Native short-horned grasshoppers (Sigaus australis) are typically green, grey or brown, but on occasion an abnormally coloured pink or red grasshopper survives in an otherwise normal population. This mutation is termed erythrism and is responsible for the excessive production and deposition of red pigment. Diet, too, can cause some grasshoppers to change colour. Young green katydids (Caedicia simplex) will turn pink when feeding on the dark-red leaves of ake-ake; however, adult katydids always revert to their typical green colour.

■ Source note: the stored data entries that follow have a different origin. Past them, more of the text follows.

PR #1016, opened 2015-08-24
Don't handle container commit logic via return code.

wwwtyro:


bin/zenrun.d/zenmib.sh
```diff
@@ -9,19 +9,9 @@
 ##############################################################################
 
 __DEFAULT__() {
-    local nocommit=0
-    if echo "$@" | egrep -- '--nocommit|--keeppythoncode'; then
```
tgjonestx: The help statement at line 20 still mentions `--nocommit` - I'm guessing that help needs to be updated also.

bin/zenrun.d/zenpack-manager.sh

In Victorian times, colourful mutations of New Zealand’s kaka (Nestor meridionalis) were collected, including the white morph opposite, and an example of a red morph or kaka kura below it. Both are unusual—a kaka’s normal colours are a relatively drab mix of dark greens and browns, with a little red under the wings. The drab plumage of kaka (as seen in the background in this photo) was probably an advantage in forests in pre-human times when winged predators hunted them. But the arrival of humans brought an end to these ancient predators and perhaps partially eased the evolutionary pressure on kaka to be so mundane in coloration, as several different-coloured morphs of kaka began to become established around the country. However, the opportunity for bright colours was short-lived. The Victorian era itself brought new pressures: at the same time as mammalian predators such as stoats and weasels entered the country, collectors such as Walter Buller were targeting any native parrot exhibiting unusual plumage. As a result, these beautiful colour variations can be found only in museums today.